What needs to be done: Repeat verbatim every line of the material, beginning at the line that holds "Remove the cargo" and ending at its last line.

*** Opening of Dataset excerpt ***

PR #7176, opened 2024-11-14
Remove the cargo audit CI job, since the same is covered by cargo deny

faern:
We currently check vulnerability databases with three separate tools in CI for Rust code. This makes maintaining the list of ignored vulns messy and complicated. It also wastes CI time for no good reason.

*** Close of Dataset excerpt ***

Written solution:
Remove the cargo audit CI job, since the same is covered by cargo deny

faern:
We currently check vulnerability databases with three separate tools in CI for Rust code. This makes maintaining the list of ignored vulns messy and complicated. It also wastes CI time for no good reason.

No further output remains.